## WHAT IS BEING ASKED
Would you reproduce exactly the lines below from the one holding "Until now, these" through the one holding "ranshid, line 199: I", inclusive, and no others?

[Records from a dataset]
□ □ □ □
PR #1540, opened 2025-01-09
Set GH actions job timeout to a day

hpatro:
It's currently set to 14400 which is 10 days. I think we shouldn't leave jobs lingering around for that amount of period.


enjoy-binbin (approved):

enjoy-binbin:
i somehow feel that one day is still quite long.

hpatro:
> i somehow feel that one day is still quite long.

Yes, I also feel so. Wasn't sure how long can jobs be under waiting state for GH action runners.

hpatro:
@enjoy-binbin Any suggestions on the timeout value we should set? I could maybe push this change as is and observe if we hit any regression.

enjoy-binbin:
lets go ahead!

PR #1541, opened 2025-01-10
Fix module LatencyAddSample still work when latency-monitor-threshold is 0

enjoy-binbin:
When latency-monitor-threshold is set to 0, it means the latency monitor
is disabled, and in VM_LatencyAddSample, we wrote the condition incorrectly,
causing us to record latency when latency was turned off.

This bug was introduced in the very first day, see e3b1d6d, was merged in 2019.

### DIFF
--- a/src/module.c
+++ b/src/module.c
@@ -7680,7 +7680,8 @@ void VM__Assert(const char *estr, const char *file, int line) {
  * command. The call is skipped if the latency is smaller than the configured
  * latency-monitor-threshold. */
 void VM_LatencyAddSample(const char *event, mstime_t latency) {
-    if (latency >= server.latency_monitor_threshold) latencyAddSample(event, latency);
+    if (server.latency_monitor_threshold && latency >= server.latency_monitor_threshold)
+        latencyAddSample(event, latency);
 }
 
 /* --------------------------------------------------------------------------
--- a/src/module.c
+++ b/src/module.c
@@ -7680,8 +7680,7 @@ void VM__Assert(const char *estr, const char *file, int line) {
  * command. The call is skipped if the latency is smaller than the configured
  * latency-monitor-threshold. */
 void VM_LatencyAddSample(const char *event, mstime_t latency) {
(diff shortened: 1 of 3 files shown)


enjoy-binbin:
Currently LATENCY LATEST only has the following fields:
- Event name.
- Unix timestamp of the latest latency spike for the event.
- Latest event latency in millisecond.
- All-time maximum latency for this event.

I would also like to take it opportunity to discuss, if we can add more fields, like:
- min, the all-time minimum latency for this event (maybe not that useful)
- sum, the all-time sum latency for this event (i think it is useful for some events)
- cnt, the event count that trigger the latency, with the sum we can calc the avg

PingXie (approved):

zuiderkwast (approved):
Great.

When was the bug introduced? Backporting, release notes, etc...

PingXie:
> Great.
> 
> When was the bug introduced? Backporting, release notes, etc...

Day 1 bug introduced in 7.2.4 Redis: https://github.com/valkey-io/valkey/commit/e3b1d6d3ad

madolson (approved):

madolson:
The PR was merged in 2019, it's a much older bug than that.

src/module.c
```diff
@@ -7680,7 +7680,8 @@ void VM__Assert(const char *estr, const char *file, int line) {
  * command. The call is skipped if the latency is smaller than the configured
  * latency-monitor-threshold. */
 void VM_LatencyAddSample(const char *event, mstime_t latency) {
-    if (latency >= server.latency_monitor_threshold) latencyAddSample(event, latency);
+    if (server.latency_monitor_threshold && latency >= server.latency_monitor_threshold)
+        latencyAddSample(event, latency);
```
```suggestion
    latencyAddSampleIfNeeded(event, latency);
```
Optional, I just noticed we have this helper.

enjoy-binbin: great.

enjoy-binbin:
I added the backport label, feel free to change it if you think otherwise.

PR #1612, opened 2025-01-24
Make sure to disable pause after fork for dual channel test

### LINKED ISSUE #1484: [Test Failure] Sometimes failing valgrind test
We sometimes get a valgrind failure with no error, just printing out valgrind text:

Example: https://github.com/valkey-io/valkey/actions/runs/12474649298/job/34816982513
```

*** [err]: Valgrind error: ==90396== Memcheck, a memory error detector
==90396== Copyright (C) 2002-2022, and GNU GPL'd, by Julian Seward et al.
==90396== Using Valgrind-3.22.0 and LibVEX; rerun with -h for copyright info
==90396== Command: src/valkey-server ./tests/tmp/valkey.conf.3985.1683
==90396== 
```

There might be more of an error that is getting truncated.  Not sure what is causing it.

madolson:
Might close https://github.com/valkey-io/valkey/issues/1484.

I noticed that we don't disable pause after fork on the last test that was getting executed, so it might getting stuck in pause loops after the test ends if it tries another psync for any reason.

### DIFF
--- a/tests/integration/dual-channel-replication.tcl
+++ b/tests/integration/dual-channel-replication.tcl
@@ -850,7 +850,6 @@ start_server {tags {"dual-channel-replication external:skip"}} {
         $replica config set repl-timeout 60
         $primary config set repl-backlog-size 1mb
         
-        $replica debug pause-after-fork 1
         $primary debug populate 1000 primary 100000
         # Set primary with a slow rdb generation, so that we can easily intercept loading
         # 10ms per key, with 1000 keys is 10 seconds
@@ -858,6 +857,7 @@ start_server {tags {"dual-channel-replication external:skip"}} {
 
         test "Test dual-channel-replication primary gets cob overrun during replica rdb load" {
             set cur_client_closed_count [s -1 client_output_buffer_limit_disconnections]
+            $replica debug pause-after-fork 1
             $replica replicaof $primary_host $primary_port
             wait_for_condition 500 1000 {
                 [s -1 client_output_buffer_limit_disconnections] > $cur_client_closed_count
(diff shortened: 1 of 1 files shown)


madolson:
@zuiderkwast FYI, run extra tests doesn't run valgrind since they take like 2 hours.

tests/integration/dual-channel-replication.tcl
```diff
@@ -871,6 +871,7 @@ start_server {tags {"dual-channel-replication external:skip"}} {
                 fail "Primary did not free repl buf block after sync failure"
             }
             wait_and_resume_process 0
+            $replica debug pause-after-fork 0
```
ranshid, line 878: Just to understand: this needs to be disabled before reading the log msgs?

madolson: It can go anywhere after the wait_and_continue, but before the end of the test.

zuiderkwast: If the replica is getting stuck in `sync` loops, we should disable it ASAP, right? Not after the three `stop_write_load` in the end of the test case.

We can disable `pause-after-fork` here, but then I think we should also move the enabling of `pause-after-fork` inside the test case (the `test { ... }` block), rather than before the start of the test case. Symmetry like that makes it easier to follow the logic, and also to skip test cases using `--only` and similar options.

tests/integration/dual-channel-replication.tcl
```diff
@@ -871,6 +871,7 @@ start_server {tags {"dual-channel-replication external:skip"}} {
                 fail "Primary did not free repl buf block after sync failure"
             }
```
naglera, line 872: Replica may still get paused if more than 5 seconds elapse between `wait_and_resume_process 0` and `$replica debug pause-after-fork 0`. While not ideal, we might consider this approach:
```
            $primary config set repl-diskless-sync-delay 100
            wait_and_resume_process 0
            $replica debug pause-after-fork 0
```

madolson: That seems reasonable to me.

tests/integration/dual-channel-replication.tcl
madolson: > If the replica is getting stuck in sync loops, we should disable it ASAP, right? Not after the three stop_write_load in the end of the test case.

The stoping of the load is actually outside of the test, I agree we should disable it before that part of the test. 

Addressed your other comment as well.

ranshid (approved):

naglera (approved):

zuiderkwast (approved):

PR #1613, opened 2025-01-24
Embed keys and hash fields as SDS type 5

### LINKED ISSUE #1567: Extra memory consumed by embedded sds in new HashObject fields
Following https://github.com/valkey-io/valkey/pull/1502 which introduced hashtable instead of dict in hash objects we  started embedding the field sds in the hashTableEntry.
The problem is that the field sds might arrive from different sources:
1. command arguments - in the usual case the sds will be provided from the parsed command arguments.. In such cases the sds is from a stringObject which means it will always have a minimal header size of 3 bytes (sds8).
2. listpack conversion - when we convert from listpack to hashtable the listpack is scanned and the field sds is being created from the listpack string via sdsnewsize which will use the minimal header size (ie small strings will use sds5 which is 1 byte).
3. Modules - for example VM_HashSet will create a RAW string object which will have the sds allocated with a minimal size header (ie sds5 for small strings which is 1 byte long).

When we create the hashTable entry in hashTypeCreateEntry we will embed the field sds according to the provided sds representation, so in case the field originated at a parsed command argument it will use extra 2 bytes for the header. 

While there would probably NOT be any degradation in overall memory utilization (since the new hashtable is more memory efficient) it might cause strange results following listpack conversions.
for example:
say hash1 is created when the hash_max_listpack_entries config is 0 and added with 10 small fields
and hash2 is created when  the  hash_max_listpack_entries config is 0 9 and added with 10 small fields

after all 10 elements were added both tables are expected to show the same memory consumption, but hash1 would show as using extra 18 bytes of memory.

NOTE - I do think the issue is minor and would probably be addressed during the work on https://github.com/valkey-io/valkey/issues/1551 and/or https://github.com/valkey-io/valkey/issues/640 So I mainly opened it in order to have a better tracking of the issue.

zuiderkwast:
Until now, these embedded strings were SDS type 8, because they were copied as-is from EMBSTR encoded string objects, which always use SDS type 8. This change allows them to be embedded as SDS type 5, saving two bytes.

The implementation of embeddeding SDS strings in other structures is refactored. `sdswrite()` is a new function to create an SDS representation into a buffer provided by the caller. `sdscopytobuffer()`, which just copied the layout of an existing sds, is deleted.

The DEBUG SDSLEN command output is changed slightly, to account for correct allocation sizes of embedded strings and not report the same memory twice.

Fixes #1567


src/object.c
```diff
@@ -54,14 +54,15 @@ robj *createObjectWithKeyAndExpire(int type, void *ptr, const sds key, long long
     /* Calculate sizes */
     int has_expire = (expire != -1 ||
                       (key != NULL && sdslen(key) >= KEY_SIZE_TO_INCLUDE_EXPIRE_THRESHOLD));
-    size_t key_sds_size = 0;
+    size_t key_sds_len = key != NULL ? sdslen(key) : 0;
+    char key_sds_type = key != NULL ? sdsReqType(key_sds_len) : 0;
+    size_t key_sds_size = key != NULL ? sdsReqSize(key_sds_len, key_sds_type) : 0;
```
ranshid: small nitpick: personally I find the implementation more clear if we add
in has_embdkey = key != NULL

at start and replace all other checks for key != NULL etc...

src/object.c
```diff
@@ -187,26 +188,13 @@ static robj *createEmbeddedStringObjectWithKeyAndExpire(const char *val_ptr,
...
-    if (val_ptr == SDS_NOINIT) {
-        sh->buf[val_len] = '\0';
-    } else if (val_ptr != NULL) {
-        memcpy(sh->buf, val_ptr, val_len);
-        sh->buf[val_len] = '\0';
-    } else {
-        memset(sh->buf, 0, val_len + 1);
-    }
-    o->ptr = sh->buf;
+    o->ptr = sdswrite(data, val_sds_size, SDS_TYPE_8, val_ptr, val_len);
```
ranshid, line 199: I wonder if we could make this part optional. ie in case the val_ptr is NULL we do not embed the value.
This way we could reuse this function and call it form createObjectWithKeyAndExpire and save this code duplication?

src/debug.c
□ □ □ □
## WRITTEN RESPONSE
Until now, these embedded strings were SDS type 8, because they were copied as-is from EMBSTR encoded string objects, which always use SDS type 8. This change allows them to be embedded as SDS type 5, saving two bytes.

The implementation of embeddeding SDS strings in other structures is refactored. `sdswrite()` is a new function to create an SDS representation into a buffer provided by the caller. `sdscopytobuffer()`, which just copied the layout of an existing sds, is deleted.

The DEBUG SDSLEN command output is changed slightly, to account for correct allocation sizes of embedded strings and not report the same memory twice.

Fixes #1567


src/object.c
```diff
@@ -54,14 +54,15 @@ robj *createObjectWithKeyAndExpire(int type, void *ptr, const sds key, long long
     /* Calculate sizes */
     int has_expire = (expire != -1 ||
                       (key != NULL && sdslen(key) >= KEY_SIZE_TO_INCLUDE_EXPIRE_THRESHOLD));
-    size_t key_sds_size = 0;
+    size_t key_sds_len = key != NULL ? sdslen(key) : 0;
+    char key_sds_type = key != NULL ? sdsReqType(key_sds_len) : 0;
+    size_t key_sds_size = key != NULL ? sdsReqSize(key_sds_len, key_sds_type) : 0;
```
ranshid: small nitpick: personally I find the implementation more clear if we add
in has_embdkey = key != NULL

at start and replace all other checks for key != NULL etc...

src/object.c
```diff
@@ -187,26 +188,13 @@ static robj *createEmbeddedStringObjectWithKeyAndExpire(const char *val_ptr,
...
-    if (val_ptr == SDS_NOINIT) {
-        sh->buf[val_len] = '\0';
-    } else if (val_ptr != NULL) {
-        memcpy(sh->buf, val_ptr, val_len);
-        sh->buf[val_len] = '\0';
-    } else {
-        memset(sh->buf, 0, val_len + 1);
-    }
-    o->ptr = sh->buf;
+    o->ptr = sdswrite(data, val_sds_size, SDS_TYPE_8, val_ptr, val_len);
```
ranshid, line 199: I wonder if we could make this part optional. ie in case the val_ptr is NULL we do not embed the value.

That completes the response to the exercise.